Ven, Señor, a salvarnos.
El Señor mantiene su
fidelidad perpetuamente, hace justicia a los oprimidos, da pan a los
hambrientos. El Señor libera a los
cautivos.
El Señor abre los ojos al
ciego, el Señor endereza a los que ya se doblan, el Señor ama a los justos, el
Señor guarda a los peregrinos.
Sustenta al huérfano y a
la viuda y trastorna el camino de los malvados.
El Señor reina eternamente, tu Dios, Sión, de edad en edad.
El Señor reina eternamente, tu Dios, Sión, de edad en edad.
Este salmo de alabanza
nos muestra por un lado cómo es Dios y, por otro, cómo podemos llegar a ser los
humanos.
Para muchos descreídos, estos
versos no son más que una oración de consuelo para quienes sufren. El canto de
un pueblo tantas veces sometido resuena como eco en las vidas maltratadas por
la desgracia, el hambre, la pérdida o los daños provocados por otros. El
ateísmo ve en la religión un opio, una droga dulce que amansa a los oprimidos y
los hace resignarse en su desgracia, con la esperanza vana de un Dios que
vendrá a rescatarlos y a solucionar sus problemas.
Nada más lejos de la
auténtica intención del salmista. Para expresar una vivencia espiritual a
menudo es necesario recurrir a la poesía, pues las razones no bastan. Y los
salmos, en buena parte, son fruto de experiencias místicas de profunda
liberación interior. Brotan de la consciencia de que Dios, verdaderamente, salva.
¿De qué salva?
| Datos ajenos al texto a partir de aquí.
PR #2210, opened 2026-03-07
`directives_type_checking.py`: do not assert that type checkers must ignore all type errors in `if not TYPE_CHECKING` blocks

AlexWaygood:
This test currently asserts that type checkers should not emit errors for clearly incorrect code in `if not TYPE_CHECKING` blocks. Maybe that's reasonable behaviour, and maybe it's not, but it's never been specified in any PEP and it's not currently mandated by the spec. If we want to enforce that type checkers have to have this behaviour, then I think it should go via the normal process for modifications to the spec. In the meantime, I don't think it should be something asserted by the conformance suite.

This PR changes `directives_type_checking.py` so that it still asserts that type checkers should understand the `TYPE_CHECKING` constant as always-true, but so that it no longer asserts that type checkers should silence all diagnostics in these code regions, which goes far beyond what the spec mandates.

### DIFF
--- a/conformance/results/mypy/directives_type_checking.toml
+++ b/conformance/results/mypy/directives_type_checking.toml
@@ -1,6 +1,6 @@
 conformant = "Pass"
 output = """
-directives_type_checking.py:22: error: Incompatible types in assignment (expression has type "str", variable has type "int")  [assignment]
+directives_type_checking.py:14: error: List item 0 has incompatible type "str"; expected "int"  [list-item]
 """
 conformance_automated = "Pass"
 errors_diff = """
--- a/conformance/results/pyrefly/directives_type_checking.toml
+++ b/conformance/results/pyrefly/directives_type_checking.toml
@@ -3,5 +3,5 @@ conformance_automated = "Pass"
 errors_diff = """
 """
 output = """
-ERROR directives_type_checking.py:22:14-16: `Literal['']` is not assignable to `int` [bad-assignment]
+ERROR directives_type_checking.py:14:20-27: `list[str]` is not assignable to `list[int]` [bad-assignment]
 """
--- a/conformance/results/pyright/directives_type_checking.toml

En el
fondo, todas las esclavitudes, más allá del mal físico, son consecuencias del
mal. La ceguera de la obstinación, la cojera del miedo, la cautividad del
egoísmo, la senda tortuosa del que maquina contra los demás… Todo esto son
torceduras y heridas en la bella creación de Dios y en su criatura predilecta:
el ser humano. Y Dios, que no nos ha dejado abandonados al azar, siempre vuelve
a salvarnos del mal.
Con su amor y su
predilección por los más débiles, Dios no sólo nos muestra su corazón de madre,
sino también la parte más tierna, profunda y arraigada en la naturaleza humana.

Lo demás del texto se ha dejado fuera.